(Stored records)
════

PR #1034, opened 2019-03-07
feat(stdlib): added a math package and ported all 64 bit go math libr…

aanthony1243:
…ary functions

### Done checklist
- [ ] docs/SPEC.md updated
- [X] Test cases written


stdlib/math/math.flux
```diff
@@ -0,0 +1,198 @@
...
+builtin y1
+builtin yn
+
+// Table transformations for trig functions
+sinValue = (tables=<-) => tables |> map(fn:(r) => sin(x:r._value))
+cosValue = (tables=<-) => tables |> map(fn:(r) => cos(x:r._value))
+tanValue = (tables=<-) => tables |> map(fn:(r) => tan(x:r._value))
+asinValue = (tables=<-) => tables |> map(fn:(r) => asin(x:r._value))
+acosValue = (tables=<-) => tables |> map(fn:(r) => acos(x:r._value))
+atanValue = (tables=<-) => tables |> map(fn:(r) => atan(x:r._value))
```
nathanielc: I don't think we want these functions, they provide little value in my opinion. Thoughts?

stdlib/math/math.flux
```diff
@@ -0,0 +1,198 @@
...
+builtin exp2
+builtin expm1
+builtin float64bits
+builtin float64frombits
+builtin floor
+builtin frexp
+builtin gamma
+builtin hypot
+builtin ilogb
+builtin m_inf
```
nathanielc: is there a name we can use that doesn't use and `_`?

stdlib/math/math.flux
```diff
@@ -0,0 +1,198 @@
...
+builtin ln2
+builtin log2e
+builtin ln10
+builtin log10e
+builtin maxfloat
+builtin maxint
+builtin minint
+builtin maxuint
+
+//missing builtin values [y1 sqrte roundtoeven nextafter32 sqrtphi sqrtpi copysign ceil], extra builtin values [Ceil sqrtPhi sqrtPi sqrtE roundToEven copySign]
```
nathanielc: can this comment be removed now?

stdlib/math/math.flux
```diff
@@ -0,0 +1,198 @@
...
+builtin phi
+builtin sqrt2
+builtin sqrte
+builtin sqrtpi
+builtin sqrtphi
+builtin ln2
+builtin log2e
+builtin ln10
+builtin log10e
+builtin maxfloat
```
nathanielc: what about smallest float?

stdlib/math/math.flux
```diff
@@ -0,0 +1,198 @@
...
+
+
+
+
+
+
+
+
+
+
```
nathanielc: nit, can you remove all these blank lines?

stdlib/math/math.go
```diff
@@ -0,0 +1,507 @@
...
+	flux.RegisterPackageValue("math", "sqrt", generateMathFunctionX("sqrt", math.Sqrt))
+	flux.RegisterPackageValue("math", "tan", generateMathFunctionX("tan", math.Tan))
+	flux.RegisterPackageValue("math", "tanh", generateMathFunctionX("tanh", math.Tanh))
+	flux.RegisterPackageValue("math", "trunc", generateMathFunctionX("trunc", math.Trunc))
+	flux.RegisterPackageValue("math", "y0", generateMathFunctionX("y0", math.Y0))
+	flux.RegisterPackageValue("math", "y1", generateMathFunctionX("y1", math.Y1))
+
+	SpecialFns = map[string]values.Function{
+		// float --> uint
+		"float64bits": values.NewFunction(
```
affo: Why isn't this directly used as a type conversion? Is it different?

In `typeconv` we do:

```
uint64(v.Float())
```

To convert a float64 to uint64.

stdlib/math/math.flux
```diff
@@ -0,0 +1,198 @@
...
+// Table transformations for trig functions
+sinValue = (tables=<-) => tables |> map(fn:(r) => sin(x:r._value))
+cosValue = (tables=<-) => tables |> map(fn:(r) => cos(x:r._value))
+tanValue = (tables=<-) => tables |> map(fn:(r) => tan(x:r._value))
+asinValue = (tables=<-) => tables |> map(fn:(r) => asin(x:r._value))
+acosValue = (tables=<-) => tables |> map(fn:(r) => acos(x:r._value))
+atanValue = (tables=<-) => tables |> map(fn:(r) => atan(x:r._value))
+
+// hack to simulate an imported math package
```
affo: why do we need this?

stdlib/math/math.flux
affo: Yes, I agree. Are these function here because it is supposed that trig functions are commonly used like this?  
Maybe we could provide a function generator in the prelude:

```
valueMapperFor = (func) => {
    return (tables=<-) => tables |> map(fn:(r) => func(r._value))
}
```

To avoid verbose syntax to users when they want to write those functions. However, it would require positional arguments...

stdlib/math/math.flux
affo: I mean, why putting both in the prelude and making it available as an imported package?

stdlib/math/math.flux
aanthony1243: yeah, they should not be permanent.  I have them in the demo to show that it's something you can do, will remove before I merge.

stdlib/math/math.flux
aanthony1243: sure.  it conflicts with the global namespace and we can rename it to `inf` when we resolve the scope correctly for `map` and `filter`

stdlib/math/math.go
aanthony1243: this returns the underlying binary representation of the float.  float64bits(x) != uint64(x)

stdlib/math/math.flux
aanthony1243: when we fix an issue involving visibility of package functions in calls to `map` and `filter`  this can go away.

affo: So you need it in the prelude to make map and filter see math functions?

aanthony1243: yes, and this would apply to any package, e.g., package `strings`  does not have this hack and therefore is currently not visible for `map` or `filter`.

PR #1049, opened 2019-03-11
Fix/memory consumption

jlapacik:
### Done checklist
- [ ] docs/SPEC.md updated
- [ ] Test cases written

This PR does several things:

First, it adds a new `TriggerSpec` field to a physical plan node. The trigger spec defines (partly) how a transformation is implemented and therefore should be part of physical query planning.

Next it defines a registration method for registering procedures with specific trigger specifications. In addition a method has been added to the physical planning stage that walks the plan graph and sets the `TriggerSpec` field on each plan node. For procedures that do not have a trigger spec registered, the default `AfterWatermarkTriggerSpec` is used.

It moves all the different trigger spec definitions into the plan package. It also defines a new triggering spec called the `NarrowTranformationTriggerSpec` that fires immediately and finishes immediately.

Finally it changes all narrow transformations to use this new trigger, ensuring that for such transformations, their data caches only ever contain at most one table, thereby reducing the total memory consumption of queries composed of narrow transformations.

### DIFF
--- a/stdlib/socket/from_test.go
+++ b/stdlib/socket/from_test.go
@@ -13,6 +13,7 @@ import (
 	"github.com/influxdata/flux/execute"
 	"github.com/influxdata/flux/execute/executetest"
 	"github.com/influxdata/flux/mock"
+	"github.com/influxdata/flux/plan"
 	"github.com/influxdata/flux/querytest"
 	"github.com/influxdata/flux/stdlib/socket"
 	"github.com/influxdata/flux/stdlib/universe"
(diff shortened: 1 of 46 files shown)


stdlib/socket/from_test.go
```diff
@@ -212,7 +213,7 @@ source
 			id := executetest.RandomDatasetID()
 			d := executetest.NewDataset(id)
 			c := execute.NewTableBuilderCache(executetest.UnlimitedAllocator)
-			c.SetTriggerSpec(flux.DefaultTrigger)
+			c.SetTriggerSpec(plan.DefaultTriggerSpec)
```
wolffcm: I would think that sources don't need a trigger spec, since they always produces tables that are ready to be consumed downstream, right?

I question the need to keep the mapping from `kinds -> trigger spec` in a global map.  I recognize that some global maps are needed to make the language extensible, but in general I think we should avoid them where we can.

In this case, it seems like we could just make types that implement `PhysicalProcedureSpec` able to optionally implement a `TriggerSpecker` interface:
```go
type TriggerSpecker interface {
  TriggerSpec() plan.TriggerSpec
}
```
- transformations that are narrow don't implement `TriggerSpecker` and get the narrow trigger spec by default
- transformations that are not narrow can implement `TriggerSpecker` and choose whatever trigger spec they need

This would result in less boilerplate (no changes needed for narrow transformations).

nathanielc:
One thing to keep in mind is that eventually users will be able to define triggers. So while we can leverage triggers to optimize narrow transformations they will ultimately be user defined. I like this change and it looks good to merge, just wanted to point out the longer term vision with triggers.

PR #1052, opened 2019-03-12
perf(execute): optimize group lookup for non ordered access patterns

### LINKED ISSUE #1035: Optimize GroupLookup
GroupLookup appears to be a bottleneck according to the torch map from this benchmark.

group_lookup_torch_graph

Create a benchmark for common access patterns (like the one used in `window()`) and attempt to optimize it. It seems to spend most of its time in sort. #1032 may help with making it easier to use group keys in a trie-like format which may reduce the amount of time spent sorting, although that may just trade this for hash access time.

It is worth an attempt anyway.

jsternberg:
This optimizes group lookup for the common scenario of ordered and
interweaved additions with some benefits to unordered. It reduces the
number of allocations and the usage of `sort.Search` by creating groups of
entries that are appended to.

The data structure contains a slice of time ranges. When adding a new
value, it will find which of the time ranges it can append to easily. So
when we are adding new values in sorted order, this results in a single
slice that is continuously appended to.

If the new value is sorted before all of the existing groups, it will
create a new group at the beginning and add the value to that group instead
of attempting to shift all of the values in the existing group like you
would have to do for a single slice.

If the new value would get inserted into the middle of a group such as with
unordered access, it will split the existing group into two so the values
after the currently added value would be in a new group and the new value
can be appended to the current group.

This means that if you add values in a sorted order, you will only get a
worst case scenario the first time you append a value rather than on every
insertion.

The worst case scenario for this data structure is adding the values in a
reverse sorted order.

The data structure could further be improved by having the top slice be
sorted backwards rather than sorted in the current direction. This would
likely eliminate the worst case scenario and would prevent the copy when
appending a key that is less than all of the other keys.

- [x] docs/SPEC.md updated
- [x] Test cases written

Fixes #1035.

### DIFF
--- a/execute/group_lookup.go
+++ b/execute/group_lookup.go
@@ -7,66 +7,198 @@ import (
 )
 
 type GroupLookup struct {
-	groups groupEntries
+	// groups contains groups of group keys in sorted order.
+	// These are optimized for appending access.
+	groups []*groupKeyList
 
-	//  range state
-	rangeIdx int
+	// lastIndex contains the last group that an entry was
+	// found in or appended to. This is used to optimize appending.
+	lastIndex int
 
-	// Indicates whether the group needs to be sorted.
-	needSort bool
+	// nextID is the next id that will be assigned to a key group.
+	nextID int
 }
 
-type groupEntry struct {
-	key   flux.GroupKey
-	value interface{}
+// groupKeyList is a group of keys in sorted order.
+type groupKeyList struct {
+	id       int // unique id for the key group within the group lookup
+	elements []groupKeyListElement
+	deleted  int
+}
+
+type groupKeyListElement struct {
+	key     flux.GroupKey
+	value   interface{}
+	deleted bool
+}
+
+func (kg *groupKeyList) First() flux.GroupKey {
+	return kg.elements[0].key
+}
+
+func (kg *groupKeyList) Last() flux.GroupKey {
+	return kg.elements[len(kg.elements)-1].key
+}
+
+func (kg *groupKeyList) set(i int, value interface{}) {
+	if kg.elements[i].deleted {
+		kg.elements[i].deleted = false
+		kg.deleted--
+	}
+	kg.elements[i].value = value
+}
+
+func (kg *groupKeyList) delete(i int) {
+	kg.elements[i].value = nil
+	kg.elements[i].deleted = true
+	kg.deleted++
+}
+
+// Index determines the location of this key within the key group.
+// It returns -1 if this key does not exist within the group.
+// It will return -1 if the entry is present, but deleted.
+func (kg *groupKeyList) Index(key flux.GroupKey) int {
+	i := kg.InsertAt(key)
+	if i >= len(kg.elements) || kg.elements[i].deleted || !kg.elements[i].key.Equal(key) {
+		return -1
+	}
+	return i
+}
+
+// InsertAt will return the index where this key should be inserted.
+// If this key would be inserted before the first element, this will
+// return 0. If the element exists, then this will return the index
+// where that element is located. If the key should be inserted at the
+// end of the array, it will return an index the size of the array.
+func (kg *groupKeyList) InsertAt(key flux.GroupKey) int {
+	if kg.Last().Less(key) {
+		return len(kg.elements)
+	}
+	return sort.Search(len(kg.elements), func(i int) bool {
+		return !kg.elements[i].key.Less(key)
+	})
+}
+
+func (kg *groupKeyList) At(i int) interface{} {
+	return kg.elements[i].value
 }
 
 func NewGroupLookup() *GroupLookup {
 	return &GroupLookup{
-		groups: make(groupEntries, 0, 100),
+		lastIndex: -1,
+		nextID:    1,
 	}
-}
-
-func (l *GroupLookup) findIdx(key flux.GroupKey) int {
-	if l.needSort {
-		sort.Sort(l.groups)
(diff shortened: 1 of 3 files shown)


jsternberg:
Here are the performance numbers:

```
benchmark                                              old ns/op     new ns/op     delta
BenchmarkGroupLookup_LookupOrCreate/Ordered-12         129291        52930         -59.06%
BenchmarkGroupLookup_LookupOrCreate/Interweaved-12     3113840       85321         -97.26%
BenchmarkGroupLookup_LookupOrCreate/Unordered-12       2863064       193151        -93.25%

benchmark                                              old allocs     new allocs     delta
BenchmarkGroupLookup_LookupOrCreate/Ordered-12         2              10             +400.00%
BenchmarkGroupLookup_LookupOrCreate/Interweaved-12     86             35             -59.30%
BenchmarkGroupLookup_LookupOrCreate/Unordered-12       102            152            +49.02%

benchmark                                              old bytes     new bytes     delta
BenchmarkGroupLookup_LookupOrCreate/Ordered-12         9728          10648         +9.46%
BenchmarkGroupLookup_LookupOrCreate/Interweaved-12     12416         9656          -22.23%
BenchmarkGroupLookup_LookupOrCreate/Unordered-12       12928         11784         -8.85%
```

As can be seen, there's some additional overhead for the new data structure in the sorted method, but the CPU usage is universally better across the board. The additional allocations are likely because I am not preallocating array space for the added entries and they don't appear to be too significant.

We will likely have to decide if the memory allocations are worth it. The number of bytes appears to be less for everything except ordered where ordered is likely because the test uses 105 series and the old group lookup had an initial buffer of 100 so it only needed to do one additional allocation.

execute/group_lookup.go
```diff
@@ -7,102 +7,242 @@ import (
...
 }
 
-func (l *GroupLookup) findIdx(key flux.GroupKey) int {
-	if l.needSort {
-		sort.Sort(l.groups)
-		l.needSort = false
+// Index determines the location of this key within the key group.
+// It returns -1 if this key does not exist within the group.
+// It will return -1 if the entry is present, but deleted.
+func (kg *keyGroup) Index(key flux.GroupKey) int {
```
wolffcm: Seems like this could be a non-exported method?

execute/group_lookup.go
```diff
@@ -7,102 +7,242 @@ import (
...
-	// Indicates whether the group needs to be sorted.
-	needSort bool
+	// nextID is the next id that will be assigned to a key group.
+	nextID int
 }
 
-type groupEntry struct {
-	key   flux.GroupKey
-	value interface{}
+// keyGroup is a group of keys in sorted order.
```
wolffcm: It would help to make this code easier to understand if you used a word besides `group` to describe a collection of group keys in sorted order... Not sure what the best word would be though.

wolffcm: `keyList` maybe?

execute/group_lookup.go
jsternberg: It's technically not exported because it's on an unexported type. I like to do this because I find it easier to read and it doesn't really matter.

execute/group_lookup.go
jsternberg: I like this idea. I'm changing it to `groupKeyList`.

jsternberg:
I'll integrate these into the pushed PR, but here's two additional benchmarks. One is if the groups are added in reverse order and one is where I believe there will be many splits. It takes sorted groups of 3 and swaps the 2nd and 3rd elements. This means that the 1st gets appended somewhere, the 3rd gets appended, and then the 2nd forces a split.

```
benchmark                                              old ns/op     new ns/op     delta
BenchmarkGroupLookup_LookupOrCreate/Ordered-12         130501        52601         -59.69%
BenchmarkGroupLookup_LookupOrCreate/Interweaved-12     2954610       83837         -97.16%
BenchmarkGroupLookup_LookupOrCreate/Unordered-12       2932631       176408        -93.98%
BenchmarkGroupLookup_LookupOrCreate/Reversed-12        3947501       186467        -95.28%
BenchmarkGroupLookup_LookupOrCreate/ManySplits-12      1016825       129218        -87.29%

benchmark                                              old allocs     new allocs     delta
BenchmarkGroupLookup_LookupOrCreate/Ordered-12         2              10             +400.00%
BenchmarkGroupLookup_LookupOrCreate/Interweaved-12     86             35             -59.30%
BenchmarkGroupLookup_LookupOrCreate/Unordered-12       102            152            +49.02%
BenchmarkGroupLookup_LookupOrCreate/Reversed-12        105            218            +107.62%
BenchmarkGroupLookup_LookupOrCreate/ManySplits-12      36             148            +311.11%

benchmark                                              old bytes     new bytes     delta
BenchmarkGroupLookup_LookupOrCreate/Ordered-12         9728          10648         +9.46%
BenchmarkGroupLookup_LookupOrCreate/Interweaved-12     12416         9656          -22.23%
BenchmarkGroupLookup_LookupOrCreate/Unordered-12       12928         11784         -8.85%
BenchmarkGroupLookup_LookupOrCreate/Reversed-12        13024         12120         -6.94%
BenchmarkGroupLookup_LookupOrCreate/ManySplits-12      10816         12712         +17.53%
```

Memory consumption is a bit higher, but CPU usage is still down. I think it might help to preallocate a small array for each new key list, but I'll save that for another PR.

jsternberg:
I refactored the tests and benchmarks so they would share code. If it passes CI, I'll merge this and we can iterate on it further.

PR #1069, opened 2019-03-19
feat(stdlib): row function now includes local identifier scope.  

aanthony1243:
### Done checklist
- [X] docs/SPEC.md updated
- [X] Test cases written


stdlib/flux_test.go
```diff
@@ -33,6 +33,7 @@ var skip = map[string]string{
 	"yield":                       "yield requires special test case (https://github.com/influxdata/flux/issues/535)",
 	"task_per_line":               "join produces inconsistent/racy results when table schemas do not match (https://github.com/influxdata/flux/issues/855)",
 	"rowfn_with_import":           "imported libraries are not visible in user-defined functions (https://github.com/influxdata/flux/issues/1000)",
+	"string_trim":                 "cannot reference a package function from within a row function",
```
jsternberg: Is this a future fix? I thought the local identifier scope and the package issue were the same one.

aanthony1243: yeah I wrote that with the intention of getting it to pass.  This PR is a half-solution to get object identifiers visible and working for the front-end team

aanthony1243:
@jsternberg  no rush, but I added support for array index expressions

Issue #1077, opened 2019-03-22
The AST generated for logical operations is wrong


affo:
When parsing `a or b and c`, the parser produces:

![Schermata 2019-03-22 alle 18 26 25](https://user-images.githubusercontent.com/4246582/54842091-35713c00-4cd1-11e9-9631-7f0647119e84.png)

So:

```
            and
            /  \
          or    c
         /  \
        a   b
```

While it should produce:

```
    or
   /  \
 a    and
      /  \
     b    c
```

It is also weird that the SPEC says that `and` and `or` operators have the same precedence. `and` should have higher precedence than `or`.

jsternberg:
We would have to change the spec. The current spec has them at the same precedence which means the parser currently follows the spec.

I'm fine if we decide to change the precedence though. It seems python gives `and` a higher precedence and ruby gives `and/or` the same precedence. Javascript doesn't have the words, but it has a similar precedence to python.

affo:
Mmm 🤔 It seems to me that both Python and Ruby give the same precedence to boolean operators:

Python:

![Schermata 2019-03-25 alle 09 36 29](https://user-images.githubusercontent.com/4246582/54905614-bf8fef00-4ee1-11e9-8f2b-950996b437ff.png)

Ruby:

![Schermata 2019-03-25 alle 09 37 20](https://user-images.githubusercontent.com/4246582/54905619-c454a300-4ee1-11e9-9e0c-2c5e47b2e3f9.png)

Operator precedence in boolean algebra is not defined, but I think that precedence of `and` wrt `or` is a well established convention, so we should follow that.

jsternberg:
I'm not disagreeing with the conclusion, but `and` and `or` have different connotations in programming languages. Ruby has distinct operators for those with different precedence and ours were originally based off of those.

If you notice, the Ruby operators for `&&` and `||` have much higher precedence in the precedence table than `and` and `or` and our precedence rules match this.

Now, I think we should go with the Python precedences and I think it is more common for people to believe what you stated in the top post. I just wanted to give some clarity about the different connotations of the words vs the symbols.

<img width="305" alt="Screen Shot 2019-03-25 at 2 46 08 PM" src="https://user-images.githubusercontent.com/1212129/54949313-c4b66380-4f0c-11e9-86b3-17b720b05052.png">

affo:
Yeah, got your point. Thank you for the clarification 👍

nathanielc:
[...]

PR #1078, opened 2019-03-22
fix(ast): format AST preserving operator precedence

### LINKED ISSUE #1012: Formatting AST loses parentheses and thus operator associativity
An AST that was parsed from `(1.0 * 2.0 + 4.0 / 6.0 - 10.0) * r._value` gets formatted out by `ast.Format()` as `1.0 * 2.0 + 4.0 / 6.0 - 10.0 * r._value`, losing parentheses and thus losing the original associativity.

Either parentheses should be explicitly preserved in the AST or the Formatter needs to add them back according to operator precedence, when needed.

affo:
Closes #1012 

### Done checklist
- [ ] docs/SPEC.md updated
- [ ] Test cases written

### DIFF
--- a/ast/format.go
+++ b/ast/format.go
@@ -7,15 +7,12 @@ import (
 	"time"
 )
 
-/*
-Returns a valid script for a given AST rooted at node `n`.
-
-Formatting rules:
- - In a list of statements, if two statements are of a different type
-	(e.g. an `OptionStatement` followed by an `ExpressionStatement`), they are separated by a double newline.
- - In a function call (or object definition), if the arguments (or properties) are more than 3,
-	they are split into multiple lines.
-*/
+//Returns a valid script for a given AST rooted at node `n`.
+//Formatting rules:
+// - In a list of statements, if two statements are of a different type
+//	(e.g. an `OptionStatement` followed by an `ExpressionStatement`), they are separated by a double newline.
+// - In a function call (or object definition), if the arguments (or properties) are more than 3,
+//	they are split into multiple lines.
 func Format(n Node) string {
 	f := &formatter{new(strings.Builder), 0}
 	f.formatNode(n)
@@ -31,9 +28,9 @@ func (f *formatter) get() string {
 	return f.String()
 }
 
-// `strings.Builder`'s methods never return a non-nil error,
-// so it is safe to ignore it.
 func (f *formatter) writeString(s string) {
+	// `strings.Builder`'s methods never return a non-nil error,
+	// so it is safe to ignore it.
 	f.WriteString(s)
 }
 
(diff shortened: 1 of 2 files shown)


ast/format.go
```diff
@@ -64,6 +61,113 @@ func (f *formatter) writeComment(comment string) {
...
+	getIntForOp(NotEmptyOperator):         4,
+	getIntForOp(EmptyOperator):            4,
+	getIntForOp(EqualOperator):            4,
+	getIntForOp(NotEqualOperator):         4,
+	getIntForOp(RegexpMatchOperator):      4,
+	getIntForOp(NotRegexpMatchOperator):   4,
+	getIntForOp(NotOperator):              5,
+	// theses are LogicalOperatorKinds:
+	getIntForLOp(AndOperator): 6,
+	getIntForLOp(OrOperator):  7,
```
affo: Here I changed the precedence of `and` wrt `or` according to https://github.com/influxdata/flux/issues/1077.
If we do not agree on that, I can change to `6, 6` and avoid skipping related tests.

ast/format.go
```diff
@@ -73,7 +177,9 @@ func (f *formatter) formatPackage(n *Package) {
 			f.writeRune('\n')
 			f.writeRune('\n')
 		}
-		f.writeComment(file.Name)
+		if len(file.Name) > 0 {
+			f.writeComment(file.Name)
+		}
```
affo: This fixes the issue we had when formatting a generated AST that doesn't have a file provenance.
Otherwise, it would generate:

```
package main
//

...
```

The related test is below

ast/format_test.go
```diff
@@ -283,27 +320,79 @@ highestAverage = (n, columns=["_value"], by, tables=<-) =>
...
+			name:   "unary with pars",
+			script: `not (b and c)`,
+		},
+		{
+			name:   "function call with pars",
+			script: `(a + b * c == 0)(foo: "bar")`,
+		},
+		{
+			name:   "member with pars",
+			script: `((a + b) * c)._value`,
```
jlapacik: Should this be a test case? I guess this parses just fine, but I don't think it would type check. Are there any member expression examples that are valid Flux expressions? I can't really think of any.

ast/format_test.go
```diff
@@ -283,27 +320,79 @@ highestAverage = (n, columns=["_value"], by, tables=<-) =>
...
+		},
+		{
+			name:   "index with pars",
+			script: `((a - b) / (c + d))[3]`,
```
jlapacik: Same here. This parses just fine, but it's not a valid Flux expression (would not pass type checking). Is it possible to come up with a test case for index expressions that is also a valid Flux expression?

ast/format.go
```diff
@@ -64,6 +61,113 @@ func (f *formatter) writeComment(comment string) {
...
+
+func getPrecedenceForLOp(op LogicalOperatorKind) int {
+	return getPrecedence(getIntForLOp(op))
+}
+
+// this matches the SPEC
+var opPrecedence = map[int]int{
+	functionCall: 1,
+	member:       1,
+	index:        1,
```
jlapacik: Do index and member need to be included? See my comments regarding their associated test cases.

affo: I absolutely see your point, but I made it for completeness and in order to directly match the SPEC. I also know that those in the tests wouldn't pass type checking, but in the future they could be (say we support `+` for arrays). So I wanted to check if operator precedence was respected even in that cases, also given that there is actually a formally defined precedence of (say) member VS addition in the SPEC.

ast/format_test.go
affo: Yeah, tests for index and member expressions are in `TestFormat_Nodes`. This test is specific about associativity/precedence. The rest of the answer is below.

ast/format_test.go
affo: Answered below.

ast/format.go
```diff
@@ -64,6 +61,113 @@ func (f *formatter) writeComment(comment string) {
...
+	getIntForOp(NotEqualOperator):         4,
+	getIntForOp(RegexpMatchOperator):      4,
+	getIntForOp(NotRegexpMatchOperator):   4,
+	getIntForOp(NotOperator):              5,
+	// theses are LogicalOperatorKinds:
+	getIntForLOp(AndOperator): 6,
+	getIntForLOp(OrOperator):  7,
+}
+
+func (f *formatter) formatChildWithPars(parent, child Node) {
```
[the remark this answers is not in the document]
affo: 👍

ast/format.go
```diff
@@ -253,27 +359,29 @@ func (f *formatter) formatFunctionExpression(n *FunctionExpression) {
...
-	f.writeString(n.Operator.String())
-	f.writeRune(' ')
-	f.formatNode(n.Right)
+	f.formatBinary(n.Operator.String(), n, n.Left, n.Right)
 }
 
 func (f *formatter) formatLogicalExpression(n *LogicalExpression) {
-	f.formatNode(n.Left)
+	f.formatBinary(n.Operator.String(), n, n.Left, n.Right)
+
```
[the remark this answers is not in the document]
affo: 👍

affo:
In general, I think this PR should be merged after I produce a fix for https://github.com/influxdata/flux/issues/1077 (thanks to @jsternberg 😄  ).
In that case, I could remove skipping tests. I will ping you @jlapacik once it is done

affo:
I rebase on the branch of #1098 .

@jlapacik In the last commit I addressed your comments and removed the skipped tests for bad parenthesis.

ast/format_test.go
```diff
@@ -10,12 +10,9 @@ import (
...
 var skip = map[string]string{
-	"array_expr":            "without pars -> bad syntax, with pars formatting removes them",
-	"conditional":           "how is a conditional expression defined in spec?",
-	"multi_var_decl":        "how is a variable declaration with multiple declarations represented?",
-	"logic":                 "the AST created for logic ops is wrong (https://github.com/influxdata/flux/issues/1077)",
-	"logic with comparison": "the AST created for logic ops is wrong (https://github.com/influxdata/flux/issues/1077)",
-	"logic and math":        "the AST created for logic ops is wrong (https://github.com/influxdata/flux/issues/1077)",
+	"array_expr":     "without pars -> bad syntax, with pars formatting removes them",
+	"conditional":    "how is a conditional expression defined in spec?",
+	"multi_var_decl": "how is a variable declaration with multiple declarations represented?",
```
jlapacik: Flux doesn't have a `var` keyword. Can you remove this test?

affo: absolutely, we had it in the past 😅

════

WHAT THE TASK ASKS — Look above for the line holding "(diff shortened: 1 of 3 files shown)" and the line holding "As can be seen, there's". Retype both, and every line between them, word for word and nothing else.

TASK RESULT —
(diff shortened: 1 of 3 files shown)


jsternberg:
Here are the performance numbers:

```
benchmark                                              old ns/op     new ns/op     delta
BenchmarkGroupLookup_LookupOrCreate/Ordered-12         129291        52930         -59.06%
BenchmarkGroupLookup_LookupOrCreate/Interweaved-12     3113840       85321         -97.26%
BenchmarkGroupLookup_LookupOrCreate/Unordered-12       2863064       193151        -93.25%

benchmark                                              old allocs     new allocs     delta
BenchmarkGroupLookup_LookupOrCreate/Ordered-12         2              10             +400.00%
BenchmarkGroupLookup_LookupOrCreate/Interweaved-12     86             35             -59.30%
BenchmarkGroupLookup_LookupOrCreate/Unordered-12       102            152            +49.02%

benchmark                                              old bytes     new bytes     delta
BenchmarkGroupLookup_LookupOrCreate/Ordered-12         9728          10648         +9.46%
BenchmarkGroupLookup_LookupOrCreate/Interweaved-12     12416         9656          -22.23%
BenchmarkGroupLookup_LookupOrCreate/Unordered-12       12928         11784         -8.85%
```

As can be seen, there's some additional overhead for the new data structure in the sorted method, but the CPU usage is universally better across the board. The additional allocations are likely because I am not preallocating array space for the added entries and they don't appear to be too significant.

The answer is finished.